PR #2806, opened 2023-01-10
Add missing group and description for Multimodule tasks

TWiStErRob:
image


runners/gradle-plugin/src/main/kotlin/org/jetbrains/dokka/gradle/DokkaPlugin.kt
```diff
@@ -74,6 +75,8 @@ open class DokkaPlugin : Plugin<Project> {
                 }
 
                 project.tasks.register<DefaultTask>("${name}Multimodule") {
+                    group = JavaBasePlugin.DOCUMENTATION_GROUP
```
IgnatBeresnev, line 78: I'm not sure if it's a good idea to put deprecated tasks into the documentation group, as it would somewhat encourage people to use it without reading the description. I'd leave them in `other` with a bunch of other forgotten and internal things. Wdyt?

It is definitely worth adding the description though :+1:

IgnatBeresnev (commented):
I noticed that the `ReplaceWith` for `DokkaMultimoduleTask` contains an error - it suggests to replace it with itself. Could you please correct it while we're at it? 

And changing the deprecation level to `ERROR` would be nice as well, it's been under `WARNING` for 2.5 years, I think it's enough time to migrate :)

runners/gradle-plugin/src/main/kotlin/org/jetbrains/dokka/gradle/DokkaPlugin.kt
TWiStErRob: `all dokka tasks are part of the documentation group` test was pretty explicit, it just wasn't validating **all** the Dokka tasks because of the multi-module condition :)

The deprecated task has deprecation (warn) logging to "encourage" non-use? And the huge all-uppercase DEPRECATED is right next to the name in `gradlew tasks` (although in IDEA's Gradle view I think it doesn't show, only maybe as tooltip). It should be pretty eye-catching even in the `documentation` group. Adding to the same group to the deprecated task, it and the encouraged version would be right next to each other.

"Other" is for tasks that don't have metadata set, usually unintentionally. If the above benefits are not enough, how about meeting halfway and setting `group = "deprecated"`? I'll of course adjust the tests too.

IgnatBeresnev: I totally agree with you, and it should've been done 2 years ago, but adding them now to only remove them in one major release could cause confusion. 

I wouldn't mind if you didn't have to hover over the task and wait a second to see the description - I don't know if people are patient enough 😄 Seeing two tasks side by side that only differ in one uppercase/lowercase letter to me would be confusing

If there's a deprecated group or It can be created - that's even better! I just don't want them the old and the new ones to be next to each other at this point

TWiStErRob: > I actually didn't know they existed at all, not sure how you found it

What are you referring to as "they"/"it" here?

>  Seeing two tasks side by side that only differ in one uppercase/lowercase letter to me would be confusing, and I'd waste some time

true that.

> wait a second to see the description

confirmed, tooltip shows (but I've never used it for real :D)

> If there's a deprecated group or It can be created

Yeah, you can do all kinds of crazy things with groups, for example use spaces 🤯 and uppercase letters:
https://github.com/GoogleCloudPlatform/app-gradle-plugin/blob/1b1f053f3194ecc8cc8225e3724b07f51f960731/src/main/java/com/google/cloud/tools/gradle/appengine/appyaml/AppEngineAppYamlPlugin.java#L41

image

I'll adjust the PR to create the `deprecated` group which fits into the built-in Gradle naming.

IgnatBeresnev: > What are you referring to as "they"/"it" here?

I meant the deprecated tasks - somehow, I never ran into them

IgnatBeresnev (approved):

•••••

▶ _TASK DETAILS_
Would you restate each line of the material above word for word?

▶ _WRITTEN SOLUTION_
PR #2806, opened 2023-01-10
Add missing group and description for Multimodule tasks

TWiStErRob:
image


runners/gradle-plugin/src/main/kotlin/org/jetbrains/dokka/gradle/DokkaPlugin.kt
```diff
@@ -74,6 +75,8 @@ open class DokkaPlugin : Plugin<Project> {
                 }
 
                 project.tasks.register<DefaultTask>("${name}Multimodule") {
+                    group = JavaBasePlugin.DOCUMENTATION_GROUP
```
IgnatBeresnev, line 78: I'm not sure if it's a good idea to put deprecated tasks into the documentation group, as it would somewhat encourage people to use it without reading the description. I'd leave them in `other` with a bunch of other forgotten and internal things. Wdyt?

It is definitely worth adding the description though :+1:

IgnatBeresnev (commented):
I noticed that the `ReplaceWith` for `DokkaMultimoduleTask` contains an error - it suggests to replace it with itself. Could you please correct it while we're at it? 

And changing the deprecation level to `ERROR` would be nice as well, it's been under `WARNING` for 2.5 years, I think it's enough time to migrate :)

runners/gradle-plugin/src/main/kotlin/org/jetbrains/dokka/gradle/DokkaPlugin.kt
TWiStErRob: `all dokka tasks are part of the documentation group` test was pretty explicit, it just wasn't validating **all** the Dokka tasks because of the multi-module condition :)

The deprecated task has deprecation (warn) logging to "encourage" non-use? And the huge all-uppercase DEPRECATED is right next to the name in `gradlew tasks` (although in IDEA's Gradle view I think it doesn't show, only maybe as tooltip). It should be pretty eye-catching even in the `documentation` group. Adding to the same group to the deprecated task, it and the encouraged version would be right next to each other.

"Other" is for tasks that don't have metadata set, usually unintentionally. If the above benefits are not enough, how about meeting halfway and setting `group = "deprecated"`? I'll of course adjust the tests too.

IgnatBeresnev: I totally agree with you, and it should've been done 2 years ago, but adding them now to only remove them in one major release could cause confusion. 

I wouldn't mind if you didn't have to hover over the task and wait a second to see the description - I don't know if people are patient enough 😄 Seeing two tasks side by side that only differ in one uppercase/lowercase letter to me would be confusing

If there's a deprecated group or It can be created - that's even better! I just don't want them the old and the new ones to be next to each other at this point

TWiStErRob: > I actually didn't know they existed at all, not sure how you found it

What are you referring to as "they"/"it" here?

>  Seeing two tasks side by side that only differ in one uppercase/lowercase letter to me would be confusing, and I'd waste some time

true that.

> wait a second to see the description

confirmed, tooltip shows (but I've never used it for real :D)

> If there's a deprecated group or It can be created

Yeah, you can do all kinds of crazy things with groups, for example use spaces 🤯 and uppercase letters:
https://github.com/GoogleCloudPlatform/app-gradle-plugin/blob/1b1f053f3194ecc8cc8225e3724b07f51f960731/src/main/java/com/google/cloud/tools/gradle/appengine/appyaml/AppEngineAppYamlPlugin.java#L41

image

I'll adjust the PR to create the `deprecated` group which fits into the built-in Gradle naming.

IgnatBeresnev: > What are you referring to as "they"/"it" here?

I meant the deprecated tasks - somehow, I never ran into them

IgnatBeresnev (approved):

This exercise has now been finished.